Issue #5403, opened 2021-12-16
[data-importer] ING Germany description quirk


p-rintz:
### Support guidelines

- [X] I've read the [support guidelines](https://github.com/firefly-iii/firefly-iii/blob/main/.github/support.md)

### I've found a bug and checked that ...

- [X] ... the documentation does not mention anything about my problem
- [X] ... there are no open or closed issues that are related to my problem

### Description

Im using Nordigen as the import for an ING Germany Account.

Sadly the transactions look like this:

`[2021-12-16 16:39:20] local.DEBUG: Submitting to Firefly III: {"apply_rules":true,"error_if_duplicate_hash":true,"transactions":[{"type":"withdrawal","date":"2021-11-30","amount":"999.0000000000000000","description":"mandatereference:,creditorid:,remittanceinformation:Wohngeld - Philipp Rintz","order":0,"currency_code":"EUR","tags":[],"category_name":null,"category_id":null,"external_id":"000007120123123123","internal_reference":"","source_id":11,"destination_name":"Removed for Ticket","destination_iban":"DE123123123123123123123123"}]}`

Which means that "mandatereference:,creditorid:,remittanceinformation:" as a String is prepended to every single transaction that gets imported.

Im not really sure if you can classify this as a bug, as its not really any bug from your side, but its hugely annoying when this gets imported. Feel free to close this if there is nothing you can/want to do.

I thought of creating a rule to remove this string from any transaction that appears, but this doesnt seem to be possible currently. So I guess unless you have another Idea, this might also be a feature request for creating that kind of rule.

### Expected behaviour

That *mandatereference:,creditorid:,remittanceinformation:* isnt being prepended to every transaction imported... ☹️ 

### Debug information

Debug information generated at 2021-12-16 16:46:30 Europe/Berlin for Firefly III Data Importer version **0.3.0**.

| Scope | Version |
| --- | --- |
| FIDI | 0.3.0 |
| PHP | 8.0.12 |
| Host | Linux |

| System info | Value |
| --- | --- |
| Using docker? | false |
| System TZ | Europe/Berlin |
| Browser TZ | Europe/Berlin |
| App environment | local |
| App debug mode | true |
| App cache driver | file |
| App logging | debug, stack |
| Display errors | Off |
| Error reporting | ALL errors |
| Interface | apache2handler |
| BCscale | 12 |
| Trusted proxies (.env) |  |

| User info | Value |
| --- | --- |
[...]

PR #6811, opened 2023-01-07
Implement new actions to remove strings from transaction's descriptions

Blogshot:
Changes in this pull request:

I have added three actions that can be used in automation -> rules to modify a transaction's description:
- Remove the first occurrence of a string
- Remove all occurrences of a string
- Remove using a RegEx-pattern

I've tested these actions locally and they seems to work robustly.

The trigger for these was https://github.com/firefly-iii/firefly-iii/issues/5403, where ING Germany in combination with Nordigen contains `mandatereference:,creditorid:,remittanceinformation:` in front of the description.

I'm not a professional programmer, so please let me know if there is something that needs to be added to the PR.

### DIFF
--- a/app/TransactionRules/Actions/RemoveFirstFromDescription.php
+++ b/app/TransactionRules/Actions/RemoveFirstFromDescription.php
@@ -1,0 +1,64 @@
+<?php
+/**
+ * RemoveFirstFromDescription.php
+ * Copyright (c) 2023 sascha@knott.ac
+ *
+ * This file is part of Firefly III (https://github.com/firefly-iii).
+ *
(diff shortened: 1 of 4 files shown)


Blogshot:
Maybe relevant: I based these files on `app/TransactionRules/Actions/PrependDescription.php` because it also modifies descriptions.

I haven't seen any, but it may be that there is some unique/unnecessary code that I've copied to my actions.

JC5:
Although I appreciate what you built, I'm not going to merge this. In line with my goals and ideas for the rule engine, I don't want to add more complexity than it has already. 

https://docs.firefly-iii.org/firefly-iii/about-firefly-iii/what-its-not/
####################
Print all the data exactly as shown above.

Issue #5403, opened 2021-12-16
[data-importer] ING Germany description quirk


p-rintz:
### Support guidelines

- [X] I've read the [support guidelines](https://github.com/firefly-iii/firefly-iii/blob/main/.github/support.md)

### I've found a bug and checked that ...

- [X] ... the documentation does not mention anything about my problem
- [X] ... there are no open or closed issues that are related to my problem

### Description

Im using Nordigen as the import for an ING Germany Account.

Sadly the transactions look like this:

`[2021-12-16 16:39:20] local.DEBUG: Submitting to Firefly III: {"apply_rules":true,"error_if_duplicate_hash":true,"transactions":[{"type":"withdrawal","date":"2021-11-30","amount":"999.0000000000000000","description":"mandatereference:,creditorid:,remittanceinformation:Wohngeld - Philipp Rintz","order":0,"currency_code":"EUR","tags":[],"category_name":null,"category_id":null,"external_id":"000007120123123123","internal_reference":"","source_id":11,"destination_name":"Removed for Ticket","destination_iban":"DE123123123123123123123123"}]}`

Which means that "mandatereference:,creditorid:,remittanceinformation:" as a String is prepended to every single transaction that gets imported.

Im not really sure if you can classify this as a bug, as its not really any bug from your side, but its hugely annoying when this gets imported. Feel free to close this if there is nothing you can/want to do.

I thought of creating a rule to remove this string from any transaction that appears, but this doesnt seem to be possible currently. So I guess unless you have another Idea, this might also be a feature request for creating that kind of rule.

### Expected behaviour

That *mandatereference:,creditorid:,remittanceinformation:* isnt being prepended to every transaction imported... ☹️ 

### Debug information

Debug information generated at 2021-12-16 16:46:30 Europe/Berlin for Firefly III Data Importer version **0.3.0**.

| Scope | Version |
| --- | --- |
| FIDI | 0.3.0 |
| PHP | 8.0.12 |
| Host | Linux |

| System info | Value |
| --- | --- |
| Using docker? | false |
| System TZ | Europe/Berlin |
| Browser TZ | Europe/Berlin |
| App environment | local |
| App debug mode | true |
| App cache driver | file |
| App logging | debug, stack |
| Display errors | Off |
| Error reporting | ALL errors |
| Interface | apache2handler |
| BCscale | 12 |
| Trusted proxies (.env) |  |

| User info | Value |
| --- | --- |
[...]

PR #6811, opened 2023-01-07
Implement new actions to remove strings from transaction's descriptions

Blogshot:
Changes in this pull request:

I have added three actions that can be used in automation -> rules to modify a transaction's description:
- Remove the first occurrence of a string
- Remove all occurrences of a string
- Remove using a RegEx-pattern

I've tested these actions locally and they seems to work robustly.

The trigger for these was https://github.com/firefly-iii/firefly-iii/issues/5403, where ING Germany in combination with Nordigen contains `mandatereference:,creditorid:,remittanceinformation:` in front of the description.

I'm not a professional programmer, so please let me know if there is something that needs to be added to the PR.

### DIFF
--- a/app/TransactionRules/Actions/RemoveFirstFromDescription.php
+++ b/app/TransactionRules/Actions/RemoveFirstFromDescription.php
@@ -1,0 +1,64 @@
+<?php
+/**
+ * RemoveFirstFromDescription.php
+ * Copyright (c) 2023 sascha@knott.ac
+ *
+ * This file is part of Firefly III (https://github.com/firefly-iii).
+ *
(diff shortened: 1 of 4 files shown)


Blogshot:
Maybe relevant: I based these files on `app/TransactionRules/Actions/PrependDescription.php` because it also modifies descriptions.

I haven't seen any, but it may be that there is some unique/unnecessary code that I've copied to my actions.

JC5:
Although I appreciate what you built, I'm not going to merge this. In line with my goals and ideas for the rule engine, I don't want to add more complexity than it has already. 

https://docs.firefly-iii.org/firefly-iii/about-firefly-iii/what-its-not/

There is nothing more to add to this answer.